A Slow Fire Burning is a return to the twisty twisty murder myst’ry style that put hawkins on the map, with a large cast of unlikable, unreliable characters full of secrets and hidden agendas, carefully clipped clues and misdirection. there aren’t any trains this time, but there are SEVERAL boats.

it also features a mystery novelist character who gives a little meta-commentary on the genre as well as roadmap to the novel itself:

It was a book that exposed the way the sympathies of the reader might be manipulated, laying bare how quickly we jump to conclusions about guilt and innocence, power and responsibility.

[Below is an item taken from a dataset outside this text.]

Issue #243, opened 2019-03-11
Add `**open_options` to FileWatcher


foklepoint:
Currently, a FileWatcher can't be forced to `open()` a file with a specific encoding type. This is necessary when you don't want to fallback to the platform encoding and instead force a file to be opened as a specific encoding type (i.e: utf-8)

there’s even a novel-within-the-novel, giving the book an unusual shape hawkins seems to anticipate will invite criticism, which she cheekily addresses, using the novelist character:

“I thought it was so interesting, the way you turned the whole thing around, you know, telling the story backward in some parts and forwards in others, letting us see inside the killer’s head—that was so brilliant! At first you, like, you don’t know what’s going on, but then it’s just like…woah. So cool. I loved the way you turned everything on its head, playing with our sympathies and empathies and all that business.”

“Really?” Theo laughed, faking incredulity. “I thought everybody thought that was a terrible idea.”

“Well, I didn’t. I thought it was clever. A new way to tell a story like that, makes you think, doesn’t it?”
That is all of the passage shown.